TASK INPUTS START
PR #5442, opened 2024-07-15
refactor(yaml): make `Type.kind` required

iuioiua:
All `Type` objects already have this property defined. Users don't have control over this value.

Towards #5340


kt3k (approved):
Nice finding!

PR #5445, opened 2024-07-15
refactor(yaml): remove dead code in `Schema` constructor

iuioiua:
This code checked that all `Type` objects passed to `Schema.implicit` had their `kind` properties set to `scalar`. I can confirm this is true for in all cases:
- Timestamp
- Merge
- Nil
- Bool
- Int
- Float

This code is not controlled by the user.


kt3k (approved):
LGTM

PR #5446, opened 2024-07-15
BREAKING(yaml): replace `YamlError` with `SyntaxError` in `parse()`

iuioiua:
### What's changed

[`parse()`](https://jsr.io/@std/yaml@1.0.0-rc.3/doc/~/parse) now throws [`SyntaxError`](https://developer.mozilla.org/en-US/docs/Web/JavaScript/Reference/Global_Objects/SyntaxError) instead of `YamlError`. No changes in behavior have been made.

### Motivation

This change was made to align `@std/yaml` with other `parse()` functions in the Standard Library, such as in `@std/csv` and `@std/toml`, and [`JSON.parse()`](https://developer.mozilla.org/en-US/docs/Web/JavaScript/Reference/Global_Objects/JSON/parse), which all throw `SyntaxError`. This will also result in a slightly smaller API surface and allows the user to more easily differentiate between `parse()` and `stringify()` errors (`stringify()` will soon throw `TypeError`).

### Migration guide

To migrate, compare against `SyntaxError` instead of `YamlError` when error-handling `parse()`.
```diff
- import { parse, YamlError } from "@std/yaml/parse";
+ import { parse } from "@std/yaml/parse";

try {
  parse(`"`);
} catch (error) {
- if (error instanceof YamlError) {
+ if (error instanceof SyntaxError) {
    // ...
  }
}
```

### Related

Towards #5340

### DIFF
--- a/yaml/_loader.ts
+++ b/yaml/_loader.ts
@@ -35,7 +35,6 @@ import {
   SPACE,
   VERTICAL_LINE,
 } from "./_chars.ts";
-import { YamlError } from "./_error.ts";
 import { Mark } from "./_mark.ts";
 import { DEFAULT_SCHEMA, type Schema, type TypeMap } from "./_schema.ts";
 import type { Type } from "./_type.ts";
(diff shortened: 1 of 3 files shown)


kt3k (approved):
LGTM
TASK INPUTS END
TASK TO CARRY OUT: Each line of the listing above that includes the word "kind" is to be counted, and only the total reported.

ANSWER BOX: 2